** EXTRACTED INFORMATION follows **

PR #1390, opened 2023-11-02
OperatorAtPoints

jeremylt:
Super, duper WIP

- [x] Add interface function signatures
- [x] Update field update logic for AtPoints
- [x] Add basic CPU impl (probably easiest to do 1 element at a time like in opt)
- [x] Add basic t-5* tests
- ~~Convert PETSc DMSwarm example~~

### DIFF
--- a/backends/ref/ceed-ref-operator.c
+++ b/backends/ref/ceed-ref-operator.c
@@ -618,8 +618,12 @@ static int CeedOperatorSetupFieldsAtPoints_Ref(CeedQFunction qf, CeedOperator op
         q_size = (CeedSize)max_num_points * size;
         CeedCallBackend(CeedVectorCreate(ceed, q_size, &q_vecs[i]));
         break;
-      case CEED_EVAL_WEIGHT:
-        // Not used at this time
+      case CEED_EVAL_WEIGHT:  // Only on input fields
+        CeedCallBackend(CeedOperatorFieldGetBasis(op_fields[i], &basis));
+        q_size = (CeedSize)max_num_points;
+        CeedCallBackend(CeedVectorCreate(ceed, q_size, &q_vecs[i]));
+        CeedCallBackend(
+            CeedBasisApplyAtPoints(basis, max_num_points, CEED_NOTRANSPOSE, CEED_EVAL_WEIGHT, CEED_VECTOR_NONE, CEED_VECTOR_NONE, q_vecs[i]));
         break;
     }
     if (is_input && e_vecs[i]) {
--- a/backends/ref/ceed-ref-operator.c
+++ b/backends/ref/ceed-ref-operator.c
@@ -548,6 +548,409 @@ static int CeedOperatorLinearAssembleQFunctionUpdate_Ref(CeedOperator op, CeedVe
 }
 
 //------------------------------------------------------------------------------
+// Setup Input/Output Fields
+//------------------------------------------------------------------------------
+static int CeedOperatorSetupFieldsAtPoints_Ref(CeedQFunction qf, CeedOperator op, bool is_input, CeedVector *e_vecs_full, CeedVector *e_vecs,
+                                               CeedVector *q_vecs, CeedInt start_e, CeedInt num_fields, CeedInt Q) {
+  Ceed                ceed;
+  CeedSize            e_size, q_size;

** End of EXTRACTED INFORMATION **
** EXTRACTED INFORMATION follows **

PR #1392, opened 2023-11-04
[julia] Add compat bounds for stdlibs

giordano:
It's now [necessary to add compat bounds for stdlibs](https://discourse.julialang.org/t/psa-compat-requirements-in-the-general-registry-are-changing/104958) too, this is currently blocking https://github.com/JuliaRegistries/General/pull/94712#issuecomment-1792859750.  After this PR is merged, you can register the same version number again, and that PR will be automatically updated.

** End of EXTRACTED INFORMATION **

> **WHAT IS REQUIRED**
Return every line of the records in which the word "case" is found.

> **RESULT OF THIS EXERCISE**
-      case CEED_EVAL_WEIGHT:
+      case CEED_EVAL_WEIGHT:  // Only on input fields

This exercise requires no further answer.